Data for analysis:

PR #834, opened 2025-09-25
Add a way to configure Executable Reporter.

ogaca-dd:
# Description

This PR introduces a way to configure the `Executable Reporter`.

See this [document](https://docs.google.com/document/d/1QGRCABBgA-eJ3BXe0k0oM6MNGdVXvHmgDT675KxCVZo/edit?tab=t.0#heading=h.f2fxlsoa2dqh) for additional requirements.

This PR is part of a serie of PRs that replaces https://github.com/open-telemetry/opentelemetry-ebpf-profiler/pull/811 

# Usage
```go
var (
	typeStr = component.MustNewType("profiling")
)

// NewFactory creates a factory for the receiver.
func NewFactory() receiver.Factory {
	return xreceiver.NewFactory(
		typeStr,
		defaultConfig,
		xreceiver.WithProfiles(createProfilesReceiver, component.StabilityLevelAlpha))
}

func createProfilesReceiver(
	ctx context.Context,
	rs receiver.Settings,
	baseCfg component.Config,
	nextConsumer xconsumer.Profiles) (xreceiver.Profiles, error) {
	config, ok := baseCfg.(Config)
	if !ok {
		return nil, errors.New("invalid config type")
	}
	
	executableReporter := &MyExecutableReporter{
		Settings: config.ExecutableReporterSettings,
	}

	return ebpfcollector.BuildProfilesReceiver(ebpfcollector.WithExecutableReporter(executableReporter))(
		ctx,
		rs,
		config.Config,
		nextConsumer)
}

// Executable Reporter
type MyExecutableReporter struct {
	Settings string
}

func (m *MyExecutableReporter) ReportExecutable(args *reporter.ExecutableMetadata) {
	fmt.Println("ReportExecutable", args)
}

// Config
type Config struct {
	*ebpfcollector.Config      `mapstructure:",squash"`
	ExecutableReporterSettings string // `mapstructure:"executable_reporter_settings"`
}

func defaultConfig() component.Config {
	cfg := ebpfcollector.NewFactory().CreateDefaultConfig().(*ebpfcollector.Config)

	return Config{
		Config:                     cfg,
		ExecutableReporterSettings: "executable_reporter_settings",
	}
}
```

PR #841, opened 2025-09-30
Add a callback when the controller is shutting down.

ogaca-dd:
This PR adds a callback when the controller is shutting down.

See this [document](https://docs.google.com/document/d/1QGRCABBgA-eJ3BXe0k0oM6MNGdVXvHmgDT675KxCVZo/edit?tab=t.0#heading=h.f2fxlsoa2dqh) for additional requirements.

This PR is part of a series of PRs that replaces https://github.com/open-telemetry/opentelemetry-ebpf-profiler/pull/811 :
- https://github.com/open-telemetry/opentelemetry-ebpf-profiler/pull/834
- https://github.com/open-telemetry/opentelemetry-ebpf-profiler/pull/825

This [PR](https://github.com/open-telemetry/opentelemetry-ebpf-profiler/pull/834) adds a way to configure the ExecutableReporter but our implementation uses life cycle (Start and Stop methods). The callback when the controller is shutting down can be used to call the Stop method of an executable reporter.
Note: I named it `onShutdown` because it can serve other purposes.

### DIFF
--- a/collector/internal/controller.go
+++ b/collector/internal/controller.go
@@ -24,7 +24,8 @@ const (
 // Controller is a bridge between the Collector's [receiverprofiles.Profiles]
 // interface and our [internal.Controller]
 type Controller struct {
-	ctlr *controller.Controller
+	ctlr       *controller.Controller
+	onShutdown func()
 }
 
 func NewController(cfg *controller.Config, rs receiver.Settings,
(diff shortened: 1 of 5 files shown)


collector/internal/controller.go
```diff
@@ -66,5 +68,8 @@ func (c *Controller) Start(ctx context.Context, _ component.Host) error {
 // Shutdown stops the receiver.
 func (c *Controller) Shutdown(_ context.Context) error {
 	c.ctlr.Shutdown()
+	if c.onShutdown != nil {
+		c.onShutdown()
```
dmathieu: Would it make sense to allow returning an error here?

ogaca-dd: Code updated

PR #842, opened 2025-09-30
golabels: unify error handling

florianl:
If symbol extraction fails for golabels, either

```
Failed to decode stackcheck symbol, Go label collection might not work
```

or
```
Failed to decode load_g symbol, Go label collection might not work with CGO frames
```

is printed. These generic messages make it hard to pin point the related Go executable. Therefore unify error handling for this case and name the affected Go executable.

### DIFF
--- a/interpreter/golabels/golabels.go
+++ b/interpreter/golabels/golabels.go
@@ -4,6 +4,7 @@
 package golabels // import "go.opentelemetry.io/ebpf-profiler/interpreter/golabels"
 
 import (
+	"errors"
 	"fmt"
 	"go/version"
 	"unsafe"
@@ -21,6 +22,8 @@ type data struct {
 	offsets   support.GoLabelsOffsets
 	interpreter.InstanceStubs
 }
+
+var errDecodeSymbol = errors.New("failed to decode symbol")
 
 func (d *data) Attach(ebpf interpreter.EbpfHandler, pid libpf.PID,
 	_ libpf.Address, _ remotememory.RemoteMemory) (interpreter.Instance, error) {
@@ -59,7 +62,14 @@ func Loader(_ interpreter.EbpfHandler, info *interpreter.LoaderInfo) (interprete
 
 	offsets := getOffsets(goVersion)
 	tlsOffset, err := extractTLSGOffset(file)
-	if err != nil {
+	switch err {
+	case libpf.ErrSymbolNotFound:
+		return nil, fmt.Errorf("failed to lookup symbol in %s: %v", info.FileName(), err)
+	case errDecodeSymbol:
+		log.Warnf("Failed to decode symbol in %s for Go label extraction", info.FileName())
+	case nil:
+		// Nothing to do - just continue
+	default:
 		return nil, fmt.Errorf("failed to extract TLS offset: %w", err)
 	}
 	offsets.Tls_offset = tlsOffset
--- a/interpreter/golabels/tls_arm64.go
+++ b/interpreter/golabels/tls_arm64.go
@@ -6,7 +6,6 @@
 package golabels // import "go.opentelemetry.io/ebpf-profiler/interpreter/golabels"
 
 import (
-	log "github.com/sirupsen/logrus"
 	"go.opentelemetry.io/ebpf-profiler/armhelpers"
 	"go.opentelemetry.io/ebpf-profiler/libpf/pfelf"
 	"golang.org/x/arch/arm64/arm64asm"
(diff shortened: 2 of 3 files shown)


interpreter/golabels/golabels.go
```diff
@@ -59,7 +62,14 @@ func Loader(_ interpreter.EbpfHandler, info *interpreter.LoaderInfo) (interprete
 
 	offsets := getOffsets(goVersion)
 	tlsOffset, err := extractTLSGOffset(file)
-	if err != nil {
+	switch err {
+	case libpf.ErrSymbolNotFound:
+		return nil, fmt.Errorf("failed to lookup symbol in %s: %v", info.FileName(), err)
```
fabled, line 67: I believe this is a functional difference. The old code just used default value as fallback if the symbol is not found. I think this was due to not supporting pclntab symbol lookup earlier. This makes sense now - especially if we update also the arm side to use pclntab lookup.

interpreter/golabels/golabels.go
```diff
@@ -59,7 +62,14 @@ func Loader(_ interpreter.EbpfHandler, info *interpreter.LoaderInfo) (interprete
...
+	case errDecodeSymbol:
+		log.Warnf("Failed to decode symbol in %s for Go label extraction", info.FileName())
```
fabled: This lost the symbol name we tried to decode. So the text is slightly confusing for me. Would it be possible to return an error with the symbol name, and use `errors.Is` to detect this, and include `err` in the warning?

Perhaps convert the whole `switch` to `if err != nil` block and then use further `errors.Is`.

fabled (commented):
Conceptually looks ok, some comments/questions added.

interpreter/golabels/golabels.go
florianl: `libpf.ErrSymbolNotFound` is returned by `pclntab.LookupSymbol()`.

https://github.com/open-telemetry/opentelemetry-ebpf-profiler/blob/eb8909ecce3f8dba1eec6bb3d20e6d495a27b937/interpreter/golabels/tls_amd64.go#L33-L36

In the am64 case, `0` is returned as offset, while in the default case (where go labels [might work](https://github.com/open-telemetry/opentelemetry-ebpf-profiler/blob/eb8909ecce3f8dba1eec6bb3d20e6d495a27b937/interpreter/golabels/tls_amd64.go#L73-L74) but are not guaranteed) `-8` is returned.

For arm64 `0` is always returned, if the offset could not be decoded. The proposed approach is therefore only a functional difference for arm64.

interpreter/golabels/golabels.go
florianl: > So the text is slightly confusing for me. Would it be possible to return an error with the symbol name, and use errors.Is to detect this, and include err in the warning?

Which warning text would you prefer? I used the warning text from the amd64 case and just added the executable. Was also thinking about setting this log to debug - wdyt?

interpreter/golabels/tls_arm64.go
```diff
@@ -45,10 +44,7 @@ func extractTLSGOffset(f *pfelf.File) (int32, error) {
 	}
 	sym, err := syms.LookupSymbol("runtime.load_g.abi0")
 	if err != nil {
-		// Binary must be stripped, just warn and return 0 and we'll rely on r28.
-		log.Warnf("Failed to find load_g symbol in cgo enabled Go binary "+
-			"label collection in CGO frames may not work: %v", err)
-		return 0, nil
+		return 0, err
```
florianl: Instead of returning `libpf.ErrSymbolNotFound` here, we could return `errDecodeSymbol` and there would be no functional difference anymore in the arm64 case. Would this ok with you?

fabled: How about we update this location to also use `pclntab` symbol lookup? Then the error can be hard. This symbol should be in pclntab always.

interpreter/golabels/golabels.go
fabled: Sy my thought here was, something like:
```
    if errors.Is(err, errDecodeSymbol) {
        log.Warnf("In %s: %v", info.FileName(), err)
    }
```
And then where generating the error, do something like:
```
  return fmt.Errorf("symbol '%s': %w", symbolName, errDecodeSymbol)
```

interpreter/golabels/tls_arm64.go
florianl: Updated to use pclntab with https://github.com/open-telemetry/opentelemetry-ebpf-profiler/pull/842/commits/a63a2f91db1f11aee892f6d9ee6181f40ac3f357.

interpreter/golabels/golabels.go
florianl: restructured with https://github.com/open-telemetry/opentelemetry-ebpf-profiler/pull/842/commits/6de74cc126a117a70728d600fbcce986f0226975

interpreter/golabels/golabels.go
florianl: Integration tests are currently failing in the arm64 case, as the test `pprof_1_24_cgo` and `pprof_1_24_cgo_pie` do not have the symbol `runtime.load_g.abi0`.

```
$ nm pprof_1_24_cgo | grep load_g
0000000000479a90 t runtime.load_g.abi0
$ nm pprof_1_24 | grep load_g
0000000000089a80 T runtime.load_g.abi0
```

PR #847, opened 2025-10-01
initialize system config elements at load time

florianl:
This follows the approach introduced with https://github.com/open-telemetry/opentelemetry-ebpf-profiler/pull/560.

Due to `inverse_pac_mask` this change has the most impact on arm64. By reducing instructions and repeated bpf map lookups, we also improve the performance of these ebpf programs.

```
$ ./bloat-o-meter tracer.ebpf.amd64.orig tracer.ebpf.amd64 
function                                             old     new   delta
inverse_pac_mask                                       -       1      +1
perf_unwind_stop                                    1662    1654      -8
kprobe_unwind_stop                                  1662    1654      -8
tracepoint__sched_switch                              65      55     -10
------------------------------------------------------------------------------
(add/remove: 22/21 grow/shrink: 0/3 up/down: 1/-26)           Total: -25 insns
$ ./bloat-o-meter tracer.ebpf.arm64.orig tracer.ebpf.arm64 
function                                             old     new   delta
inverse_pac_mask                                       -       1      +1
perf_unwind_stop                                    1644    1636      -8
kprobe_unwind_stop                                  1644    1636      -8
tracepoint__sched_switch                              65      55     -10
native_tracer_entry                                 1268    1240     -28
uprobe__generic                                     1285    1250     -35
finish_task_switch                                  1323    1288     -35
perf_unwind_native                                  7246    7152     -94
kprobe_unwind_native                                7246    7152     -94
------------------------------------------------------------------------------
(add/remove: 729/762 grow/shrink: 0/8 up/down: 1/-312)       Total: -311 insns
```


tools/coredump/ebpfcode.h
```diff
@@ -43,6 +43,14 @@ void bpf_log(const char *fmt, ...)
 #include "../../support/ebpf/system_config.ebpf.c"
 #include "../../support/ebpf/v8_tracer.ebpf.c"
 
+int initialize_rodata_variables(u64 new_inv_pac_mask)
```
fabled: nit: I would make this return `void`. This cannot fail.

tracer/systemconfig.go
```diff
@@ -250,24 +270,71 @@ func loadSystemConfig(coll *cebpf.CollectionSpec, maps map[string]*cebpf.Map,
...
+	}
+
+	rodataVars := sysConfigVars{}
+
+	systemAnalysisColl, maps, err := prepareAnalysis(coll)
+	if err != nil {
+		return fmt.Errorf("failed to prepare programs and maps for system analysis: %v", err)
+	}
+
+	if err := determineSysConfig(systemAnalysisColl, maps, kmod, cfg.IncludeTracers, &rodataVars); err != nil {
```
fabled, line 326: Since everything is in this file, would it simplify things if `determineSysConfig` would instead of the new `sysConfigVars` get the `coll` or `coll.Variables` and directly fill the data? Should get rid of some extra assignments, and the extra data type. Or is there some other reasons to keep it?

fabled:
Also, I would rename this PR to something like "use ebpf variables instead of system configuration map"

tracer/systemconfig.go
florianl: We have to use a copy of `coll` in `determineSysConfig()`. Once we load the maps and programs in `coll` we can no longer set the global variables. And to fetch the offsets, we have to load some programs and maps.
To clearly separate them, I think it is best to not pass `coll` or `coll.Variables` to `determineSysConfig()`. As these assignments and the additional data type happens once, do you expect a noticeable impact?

Work required: The required output is every line above that contains the string "Warnf".

Exercise result:
+		log.Warnf("Failed to decode symbol in %s for Go label extraction", info.FileName())
+		log.Warnf("Failed to decode symbol in %s for Go label extraction", info.FileName())
-		log.Warnf("Failed to find load_g symbol in cgo enabled Go binary "+
        log.Warnf("In %s: %v", info.FileName(), err)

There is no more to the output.